- Provided entries
Start of Block

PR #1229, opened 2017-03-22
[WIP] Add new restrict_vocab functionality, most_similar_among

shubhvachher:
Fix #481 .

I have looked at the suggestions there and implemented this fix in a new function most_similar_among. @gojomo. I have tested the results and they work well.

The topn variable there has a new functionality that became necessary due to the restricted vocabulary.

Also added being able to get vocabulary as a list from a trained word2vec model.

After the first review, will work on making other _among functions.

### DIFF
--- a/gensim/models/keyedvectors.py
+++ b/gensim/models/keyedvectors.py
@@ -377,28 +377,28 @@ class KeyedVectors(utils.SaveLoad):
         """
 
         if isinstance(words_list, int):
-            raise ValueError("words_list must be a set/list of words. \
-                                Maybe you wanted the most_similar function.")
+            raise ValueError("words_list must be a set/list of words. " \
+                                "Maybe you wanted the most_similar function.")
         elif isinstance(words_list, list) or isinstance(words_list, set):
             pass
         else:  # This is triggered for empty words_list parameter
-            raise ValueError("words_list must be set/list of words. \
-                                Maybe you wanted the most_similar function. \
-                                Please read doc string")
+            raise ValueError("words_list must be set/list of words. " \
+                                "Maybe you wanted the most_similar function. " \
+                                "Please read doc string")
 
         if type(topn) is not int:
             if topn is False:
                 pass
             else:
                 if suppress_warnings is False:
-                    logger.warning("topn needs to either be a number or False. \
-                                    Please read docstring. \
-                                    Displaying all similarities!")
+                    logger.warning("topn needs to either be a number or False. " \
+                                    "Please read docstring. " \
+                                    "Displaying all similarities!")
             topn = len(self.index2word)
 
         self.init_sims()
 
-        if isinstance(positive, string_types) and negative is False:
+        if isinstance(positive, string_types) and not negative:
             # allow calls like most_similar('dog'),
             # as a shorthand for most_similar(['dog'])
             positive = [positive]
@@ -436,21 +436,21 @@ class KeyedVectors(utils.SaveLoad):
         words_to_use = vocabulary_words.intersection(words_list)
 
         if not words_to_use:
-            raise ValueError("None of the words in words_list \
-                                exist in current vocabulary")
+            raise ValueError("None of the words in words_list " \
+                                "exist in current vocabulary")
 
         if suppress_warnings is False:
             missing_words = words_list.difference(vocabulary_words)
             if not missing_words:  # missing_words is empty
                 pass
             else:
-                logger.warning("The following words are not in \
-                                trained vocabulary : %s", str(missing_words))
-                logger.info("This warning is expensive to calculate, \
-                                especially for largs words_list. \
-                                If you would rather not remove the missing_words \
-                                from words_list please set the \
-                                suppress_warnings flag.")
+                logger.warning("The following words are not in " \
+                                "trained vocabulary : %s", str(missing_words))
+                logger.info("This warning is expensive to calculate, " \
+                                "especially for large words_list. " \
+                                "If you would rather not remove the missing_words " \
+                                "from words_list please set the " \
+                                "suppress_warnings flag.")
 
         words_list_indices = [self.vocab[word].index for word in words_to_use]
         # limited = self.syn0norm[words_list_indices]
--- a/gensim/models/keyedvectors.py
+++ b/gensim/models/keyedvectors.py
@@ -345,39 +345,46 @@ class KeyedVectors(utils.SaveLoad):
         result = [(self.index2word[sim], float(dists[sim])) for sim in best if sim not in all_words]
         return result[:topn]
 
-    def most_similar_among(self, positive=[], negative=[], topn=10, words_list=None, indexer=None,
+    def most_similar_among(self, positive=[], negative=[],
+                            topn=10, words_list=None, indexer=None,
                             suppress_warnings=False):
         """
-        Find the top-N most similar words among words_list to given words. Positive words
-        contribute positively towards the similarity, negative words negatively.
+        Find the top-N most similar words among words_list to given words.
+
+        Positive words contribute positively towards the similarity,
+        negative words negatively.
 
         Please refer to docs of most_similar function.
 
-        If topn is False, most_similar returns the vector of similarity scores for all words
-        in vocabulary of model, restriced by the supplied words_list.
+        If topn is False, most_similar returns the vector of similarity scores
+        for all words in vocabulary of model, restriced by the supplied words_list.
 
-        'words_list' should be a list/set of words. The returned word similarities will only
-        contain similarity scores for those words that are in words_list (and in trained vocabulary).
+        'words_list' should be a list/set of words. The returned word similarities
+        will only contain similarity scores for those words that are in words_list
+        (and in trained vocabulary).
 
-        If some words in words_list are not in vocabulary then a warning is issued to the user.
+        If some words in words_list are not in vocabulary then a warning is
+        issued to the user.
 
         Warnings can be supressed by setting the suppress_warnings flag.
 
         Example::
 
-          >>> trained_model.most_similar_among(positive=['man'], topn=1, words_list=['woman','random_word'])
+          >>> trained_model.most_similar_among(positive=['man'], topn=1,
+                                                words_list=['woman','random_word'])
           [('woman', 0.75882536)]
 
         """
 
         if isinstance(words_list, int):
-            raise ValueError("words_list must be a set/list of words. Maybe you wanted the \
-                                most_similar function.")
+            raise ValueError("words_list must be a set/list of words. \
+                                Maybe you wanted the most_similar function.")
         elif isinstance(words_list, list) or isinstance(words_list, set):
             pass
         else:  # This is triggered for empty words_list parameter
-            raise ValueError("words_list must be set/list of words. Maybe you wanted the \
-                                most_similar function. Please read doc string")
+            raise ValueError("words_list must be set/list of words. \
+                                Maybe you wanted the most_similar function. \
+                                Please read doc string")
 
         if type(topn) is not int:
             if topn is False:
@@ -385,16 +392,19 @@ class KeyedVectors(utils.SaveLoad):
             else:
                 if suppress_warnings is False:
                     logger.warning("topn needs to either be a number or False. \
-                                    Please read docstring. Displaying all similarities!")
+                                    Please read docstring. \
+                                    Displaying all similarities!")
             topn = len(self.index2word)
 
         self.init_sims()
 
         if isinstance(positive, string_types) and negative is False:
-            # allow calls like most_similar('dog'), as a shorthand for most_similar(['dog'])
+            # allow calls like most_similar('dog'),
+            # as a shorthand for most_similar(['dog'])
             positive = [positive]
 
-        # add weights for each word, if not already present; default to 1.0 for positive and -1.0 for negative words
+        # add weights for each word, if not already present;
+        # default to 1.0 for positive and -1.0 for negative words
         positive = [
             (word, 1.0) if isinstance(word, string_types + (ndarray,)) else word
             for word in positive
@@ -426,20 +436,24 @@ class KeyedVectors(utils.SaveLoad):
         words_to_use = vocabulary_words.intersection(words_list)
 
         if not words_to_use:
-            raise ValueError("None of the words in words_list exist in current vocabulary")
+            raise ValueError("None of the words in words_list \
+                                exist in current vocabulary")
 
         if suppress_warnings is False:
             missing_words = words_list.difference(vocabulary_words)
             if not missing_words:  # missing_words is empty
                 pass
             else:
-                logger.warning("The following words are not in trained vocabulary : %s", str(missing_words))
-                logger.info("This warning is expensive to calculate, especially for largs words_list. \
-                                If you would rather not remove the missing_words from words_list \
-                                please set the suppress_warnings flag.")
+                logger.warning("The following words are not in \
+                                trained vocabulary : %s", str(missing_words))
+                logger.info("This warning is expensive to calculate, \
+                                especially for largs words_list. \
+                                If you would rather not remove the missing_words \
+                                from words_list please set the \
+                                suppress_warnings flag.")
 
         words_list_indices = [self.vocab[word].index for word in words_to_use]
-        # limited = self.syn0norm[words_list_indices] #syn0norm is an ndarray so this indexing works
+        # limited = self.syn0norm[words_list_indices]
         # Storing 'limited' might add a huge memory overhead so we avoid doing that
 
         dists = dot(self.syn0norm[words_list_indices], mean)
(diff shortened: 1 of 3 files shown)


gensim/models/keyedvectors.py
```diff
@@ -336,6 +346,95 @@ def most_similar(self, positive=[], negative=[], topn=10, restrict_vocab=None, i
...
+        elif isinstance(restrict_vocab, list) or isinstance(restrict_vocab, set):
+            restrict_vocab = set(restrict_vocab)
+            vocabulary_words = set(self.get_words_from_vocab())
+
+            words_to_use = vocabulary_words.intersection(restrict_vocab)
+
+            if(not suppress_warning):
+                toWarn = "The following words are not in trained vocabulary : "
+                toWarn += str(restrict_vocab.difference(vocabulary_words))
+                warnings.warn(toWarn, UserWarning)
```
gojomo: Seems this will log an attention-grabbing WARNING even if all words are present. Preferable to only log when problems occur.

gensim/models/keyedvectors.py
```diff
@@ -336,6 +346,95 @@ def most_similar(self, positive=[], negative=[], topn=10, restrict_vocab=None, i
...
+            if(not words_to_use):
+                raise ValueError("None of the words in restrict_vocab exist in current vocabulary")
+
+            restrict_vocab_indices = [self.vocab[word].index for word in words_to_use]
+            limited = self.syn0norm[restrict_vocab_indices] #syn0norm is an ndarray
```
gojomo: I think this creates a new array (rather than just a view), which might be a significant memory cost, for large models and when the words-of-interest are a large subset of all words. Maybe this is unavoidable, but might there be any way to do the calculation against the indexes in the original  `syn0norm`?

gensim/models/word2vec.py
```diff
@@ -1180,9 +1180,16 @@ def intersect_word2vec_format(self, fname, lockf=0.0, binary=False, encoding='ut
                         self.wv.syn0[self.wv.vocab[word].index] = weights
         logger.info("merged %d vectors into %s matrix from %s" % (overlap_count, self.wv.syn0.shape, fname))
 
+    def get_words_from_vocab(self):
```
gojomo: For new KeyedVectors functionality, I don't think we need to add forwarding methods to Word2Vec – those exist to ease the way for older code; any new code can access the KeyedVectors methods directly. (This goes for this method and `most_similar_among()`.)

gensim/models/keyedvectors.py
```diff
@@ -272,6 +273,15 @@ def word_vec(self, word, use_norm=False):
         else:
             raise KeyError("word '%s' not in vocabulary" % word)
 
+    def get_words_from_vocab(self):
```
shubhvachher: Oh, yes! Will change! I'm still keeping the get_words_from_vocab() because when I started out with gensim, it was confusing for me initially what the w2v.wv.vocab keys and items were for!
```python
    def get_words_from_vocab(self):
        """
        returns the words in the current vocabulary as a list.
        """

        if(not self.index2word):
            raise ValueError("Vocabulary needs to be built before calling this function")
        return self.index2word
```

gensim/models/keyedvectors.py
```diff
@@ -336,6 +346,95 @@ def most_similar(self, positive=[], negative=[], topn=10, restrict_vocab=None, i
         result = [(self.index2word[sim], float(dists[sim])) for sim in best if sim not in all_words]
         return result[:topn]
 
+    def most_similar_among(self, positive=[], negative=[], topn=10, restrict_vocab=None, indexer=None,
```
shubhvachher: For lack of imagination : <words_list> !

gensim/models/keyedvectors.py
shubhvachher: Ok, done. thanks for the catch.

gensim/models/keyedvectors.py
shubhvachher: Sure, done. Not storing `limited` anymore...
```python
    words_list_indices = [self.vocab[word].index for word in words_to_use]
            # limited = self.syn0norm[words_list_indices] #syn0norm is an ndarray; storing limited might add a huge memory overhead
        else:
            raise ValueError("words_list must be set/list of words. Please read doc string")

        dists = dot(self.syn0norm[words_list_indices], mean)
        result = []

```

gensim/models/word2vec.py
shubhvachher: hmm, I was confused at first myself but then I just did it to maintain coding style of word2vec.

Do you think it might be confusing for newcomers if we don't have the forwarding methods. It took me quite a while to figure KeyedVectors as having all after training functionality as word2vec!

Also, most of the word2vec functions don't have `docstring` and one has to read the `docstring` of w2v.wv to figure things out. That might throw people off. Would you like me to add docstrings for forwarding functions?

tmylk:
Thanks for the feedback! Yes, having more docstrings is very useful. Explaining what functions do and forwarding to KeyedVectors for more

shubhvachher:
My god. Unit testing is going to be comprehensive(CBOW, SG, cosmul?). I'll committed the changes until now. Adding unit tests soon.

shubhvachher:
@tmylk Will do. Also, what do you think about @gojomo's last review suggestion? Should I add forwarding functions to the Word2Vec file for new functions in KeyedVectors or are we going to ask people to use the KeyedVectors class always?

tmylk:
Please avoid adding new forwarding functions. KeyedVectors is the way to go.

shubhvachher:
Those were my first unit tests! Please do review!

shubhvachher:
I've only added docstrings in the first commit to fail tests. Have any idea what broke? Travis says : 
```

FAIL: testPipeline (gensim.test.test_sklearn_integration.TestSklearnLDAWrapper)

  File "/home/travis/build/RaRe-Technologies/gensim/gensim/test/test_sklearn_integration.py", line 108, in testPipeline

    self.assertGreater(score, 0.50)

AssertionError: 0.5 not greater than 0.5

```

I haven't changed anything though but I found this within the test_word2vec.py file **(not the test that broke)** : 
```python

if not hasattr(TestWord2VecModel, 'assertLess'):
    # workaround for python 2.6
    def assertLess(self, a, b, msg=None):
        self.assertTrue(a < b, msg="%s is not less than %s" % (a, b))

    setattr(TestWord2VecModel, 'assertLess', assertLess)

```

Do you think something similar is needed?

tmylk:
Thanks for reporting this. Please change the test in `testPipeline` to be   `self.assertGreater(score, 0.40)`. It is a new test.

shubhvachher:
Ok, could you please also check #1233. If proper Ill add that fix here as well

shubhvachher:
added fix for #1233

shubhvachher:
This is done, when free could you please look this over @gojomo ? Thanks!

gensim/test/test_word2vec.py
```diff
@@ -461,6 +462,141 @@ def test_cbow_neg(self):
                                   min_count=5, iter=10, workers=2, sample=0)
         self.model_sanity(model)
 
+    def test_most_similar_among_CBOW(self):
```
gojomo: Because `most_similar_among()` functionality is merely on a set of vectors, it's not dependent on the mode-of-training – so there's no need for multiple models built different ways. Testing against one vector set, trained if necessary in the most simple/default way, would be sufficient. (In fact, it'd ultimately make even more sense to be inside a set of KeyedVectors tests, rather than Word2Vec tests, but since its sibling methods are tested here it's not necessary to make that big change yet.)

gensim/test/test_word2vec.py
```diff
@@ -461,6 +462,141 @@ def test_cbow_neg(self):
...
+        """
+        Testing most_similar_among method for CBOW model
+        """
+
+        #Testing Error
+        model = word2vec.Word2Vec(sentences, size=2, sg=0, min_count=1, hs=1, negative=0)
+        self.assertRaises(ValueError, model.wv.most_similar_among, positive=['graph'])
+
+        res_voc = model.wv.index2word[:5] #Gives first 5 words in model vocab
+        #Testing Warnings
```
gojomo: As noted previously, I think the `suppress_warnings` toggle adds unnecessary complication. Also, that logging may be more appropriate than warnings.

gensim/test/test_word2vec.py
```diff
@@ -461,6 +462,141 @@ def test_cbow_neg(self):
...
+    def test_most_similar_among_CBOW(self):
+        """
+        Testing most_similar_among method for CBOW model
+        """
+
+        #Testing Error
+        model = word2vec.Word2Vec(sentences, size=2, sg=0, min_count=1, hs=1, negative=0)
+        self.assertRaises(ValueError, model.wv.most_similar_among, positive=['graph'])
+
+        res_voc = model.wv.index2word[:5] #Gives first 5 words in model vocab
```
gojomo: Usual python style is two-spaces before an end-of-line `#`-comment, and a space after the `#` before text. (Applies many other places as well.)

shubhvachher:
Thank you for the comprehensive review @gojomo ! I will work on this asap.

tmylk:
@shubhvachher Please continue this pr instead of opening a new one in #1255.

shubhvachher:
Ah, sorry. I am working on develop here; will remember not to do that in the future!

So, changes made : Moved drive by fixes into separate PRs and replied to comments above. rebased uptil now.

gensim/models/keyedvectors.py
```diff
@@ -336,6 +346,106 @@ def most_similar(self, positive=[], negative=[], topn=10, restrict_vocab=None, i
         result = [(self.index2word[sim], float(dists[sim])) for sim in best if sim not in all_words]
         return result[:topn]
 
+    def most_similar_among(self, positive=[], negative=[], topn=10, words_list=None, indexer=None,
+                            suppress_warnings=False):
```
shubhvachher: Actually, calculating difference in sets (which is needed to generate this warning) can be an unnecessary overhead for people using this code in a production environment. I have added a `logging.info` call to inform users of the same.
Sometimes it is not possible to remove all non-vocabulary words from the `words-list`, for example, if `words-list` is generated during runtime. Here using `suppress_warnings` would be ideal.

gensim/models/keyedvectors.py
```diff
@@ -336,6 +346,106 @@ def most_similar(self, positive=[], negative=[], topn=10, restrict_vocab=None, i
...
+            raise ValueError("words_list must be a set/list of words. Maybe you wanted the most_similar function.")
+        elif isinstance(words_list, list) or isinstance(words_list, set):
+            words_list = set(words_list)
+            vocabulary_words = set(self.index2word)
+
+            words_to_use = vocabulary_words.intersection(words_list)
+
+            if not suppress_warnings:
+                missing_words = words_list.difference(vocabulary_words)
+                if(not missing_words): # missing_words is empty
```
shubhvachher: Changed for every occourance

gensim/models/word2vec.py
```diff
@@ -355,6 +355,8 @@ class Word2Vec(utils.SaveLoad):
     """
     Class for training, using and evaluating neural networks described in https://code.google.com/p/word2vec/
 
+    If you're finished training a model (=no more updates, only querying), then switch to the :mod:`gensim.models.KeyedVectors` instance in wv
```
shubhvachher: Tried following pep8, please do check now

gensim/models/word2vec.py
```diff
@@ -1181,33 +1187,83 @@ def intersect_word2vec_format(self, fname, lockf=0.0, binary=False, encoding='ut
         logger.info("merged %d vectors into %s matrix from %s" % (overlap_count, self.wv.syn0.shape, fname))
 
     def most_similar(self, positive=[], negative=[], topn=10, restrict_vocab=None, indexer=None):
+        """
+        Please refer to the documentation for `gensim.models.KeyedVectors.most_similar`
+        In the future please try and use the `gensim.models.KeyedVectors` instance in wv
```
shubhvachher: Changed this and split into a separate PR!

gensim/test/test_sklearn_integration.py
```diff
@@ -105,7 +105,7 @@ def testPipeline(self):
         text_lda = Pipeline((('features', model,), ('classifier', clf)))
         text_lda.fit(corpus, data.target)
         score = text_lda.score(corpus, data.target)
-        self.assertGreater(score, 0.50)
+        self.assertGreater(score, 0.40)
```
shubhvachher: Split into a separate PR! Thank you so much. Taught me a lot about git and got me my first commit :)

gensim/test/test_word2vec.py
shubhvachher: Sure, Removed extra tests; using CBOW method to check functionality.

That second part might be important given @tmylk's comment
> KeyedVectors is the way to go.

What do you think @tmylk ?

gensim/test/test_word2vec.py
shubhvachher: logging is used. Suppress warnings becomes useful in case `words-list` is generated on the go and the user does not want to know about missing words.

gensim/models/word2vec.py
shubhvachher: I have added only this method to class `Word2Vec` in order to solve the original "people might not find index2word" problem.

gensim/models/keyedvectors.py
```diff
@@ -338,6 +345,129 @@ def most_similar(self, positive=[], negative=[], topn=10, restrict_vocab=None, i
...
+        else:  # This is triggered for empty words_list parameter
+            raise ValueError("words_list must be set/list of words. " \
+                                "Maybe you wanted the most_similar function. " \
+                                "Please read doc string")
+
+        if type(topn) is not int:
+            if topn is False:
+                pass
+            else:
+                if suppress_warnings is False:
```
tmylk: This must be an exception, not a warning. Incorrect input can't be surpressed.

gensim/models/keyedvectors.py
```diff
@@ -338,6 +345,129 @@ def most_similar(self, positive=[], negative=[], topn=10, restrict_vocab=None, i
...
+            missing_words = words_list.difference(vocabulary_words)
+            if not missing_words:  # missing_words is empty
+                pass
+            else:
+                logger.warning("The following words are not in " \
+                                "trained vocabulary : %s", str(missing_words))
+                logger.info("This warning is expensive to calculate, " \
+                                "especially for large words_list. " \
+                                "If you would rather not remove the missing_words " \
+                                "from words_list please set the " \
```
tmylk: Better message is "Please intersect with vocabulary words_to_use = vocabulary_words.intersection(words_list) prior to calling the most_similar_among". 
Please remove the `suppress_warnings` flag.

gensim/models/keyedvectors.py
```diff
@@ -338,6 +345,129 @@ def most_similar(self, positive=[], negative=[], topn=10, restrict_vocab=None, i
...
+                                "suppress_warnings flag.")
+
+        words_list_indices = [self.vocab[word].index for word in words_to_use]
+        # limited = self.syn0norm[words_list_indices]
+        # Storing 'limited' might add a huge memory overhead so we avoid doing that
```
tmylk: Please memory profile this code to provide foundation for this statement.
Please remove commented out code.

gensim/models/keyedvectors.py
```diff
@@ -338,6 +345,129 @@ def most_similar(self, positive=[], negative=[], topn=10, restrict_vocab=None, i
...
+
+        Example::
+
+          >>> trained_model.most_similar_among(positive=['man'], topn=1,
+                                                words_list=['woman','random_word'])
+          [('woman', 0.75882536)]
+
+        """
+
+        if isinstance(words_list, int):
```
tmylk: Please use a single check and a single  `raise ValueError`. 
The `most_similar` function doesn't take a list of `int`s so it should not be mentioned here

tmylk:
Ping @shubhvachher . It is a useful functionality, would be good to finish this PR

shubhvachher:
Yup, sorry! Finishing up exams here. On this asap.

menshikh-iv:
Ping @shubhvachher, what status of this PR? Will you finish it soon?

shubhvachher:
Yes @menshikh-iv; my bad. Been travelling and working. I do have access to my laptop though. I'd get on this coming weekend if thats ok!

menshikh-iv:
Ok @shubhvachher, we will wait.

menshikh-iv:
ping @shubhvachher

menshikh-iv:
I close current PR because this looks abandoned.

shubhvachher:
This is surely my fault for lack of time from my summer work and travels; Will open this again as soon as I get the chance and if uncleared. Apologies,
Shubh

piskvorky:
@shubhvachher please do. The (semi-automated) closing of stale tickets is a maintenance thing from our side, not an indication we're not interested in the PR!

End of Block

- Work task
Note which lines carry the word "allow" in the material, then copy each of them.

- Task result
             # allow calls like most_similar('dog'),
-            # allow calls like most_similar('dog'), as a shorthand for most_similar(['dog'])
+            # allow calls like most_similar('dog'),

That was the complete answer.